Abstract Background/aims Derivatives of sulfamides have attracted interest in recent years as both acyclic and cyclic compounds exhibit a broad spectrum of physiological activities.1a–b 1,2,5-thiadiazolidin-3-one 1,1-dioxide derivatives exhibits antispasmodic activity,2 and are also proposed for the treatment of rheumatoid arthritis.3 Various 1,2,5-thiadiazolidine 1,1-dioxides analogues containing an indole substituent at position two are used for the treatment of migraines,4 and also inhibit human leucocyte elastase enzyme and cathepsin G.5 Thus we report the facile synthesis, characterization and biological evaluation of novel N -alkyl-2-(3,5-dimethyl-1,1-dioxido-2H-1,2,6-thiadiazin-4-yl)benzamides having novel substitution groups at the fourth position of the 1,2,6-thiadiazine ring.
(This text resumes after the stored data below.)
PR #840, opened 2024-12-02
K0s ClusterID added to annotations

### LINKED ISSUE #683: Expose k0s cluster ID in kosmotron API
K0s is configured to collect telemetry data from clusters. It collects `cluster_id` as the UID of the `kube-system` namespace in the format of `kube-system:5aed46fc-9567-4f77-b67b-d0139653cc48`. See: https://github.com/k0sproject/k0s/blob/761867a95cf089eda128f1b35a23a780a527f8f8/pkg/telemetry/telemetry.go#L70

Project 2A also needs to send telemetry and we need the k0s `cluster_id` to be exposed in some of the k0smotron objects to send project 2A-specific metrics and map them with k0s metrics by `cluster_id`.

makhov:
Fixes #683

### DIFF
--- a/api/controlplane/v1beta1/groupversion_info.go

Methods The synthesis of novel potential antimicrobial agents of N -alkyl-2-(3,5-dimethyl-1,1-dioxido-2H-1,2,6- thiadiazin-4-yl)benzamides ( 2a–j ) were achieved by the reaction of 2-(3,5-dimethyl-1,1-dioxido-2H- 1,2,6-thiadiazin-4-yl)benzoic acid (1) with various aromatic and aliphatic amines using carbonyldiimidazole as a coupling agent. The products have been characterized by 1 H NMR, mass spectrometry and elemental analysis. Antimicrobial studies of the synthesized compounds show promising activity as potential antibacterial but not antifungal agents. Results All of the compounds demonstrated activity against the bacterial strains. In particular, this family of molecules was more active against the Gram-positive species Staphylococcus aureus and Bacillus subtilis than the Gram-negative Escherichia coli and Pseudomonas aeruginosa . The best results were achieved with molecules that had a cyclic aliphatic group i.e. 2c , 2e and 2g . Conclusion The results of novel N -alkyl-2-(3,5-dimethyl-1,1-dioxido-2H-1,2,6-thiadiazin-4-yl)benzamide derivatives preliminary bioassays indicate that a number of these molecules exhibit antibacterial activities against Gram-positive bacteria that are comparable to commercially available drugs. The modification of the heterocyclic ring of the parent compound offers a promising prospect and more active analogues are expected to be found.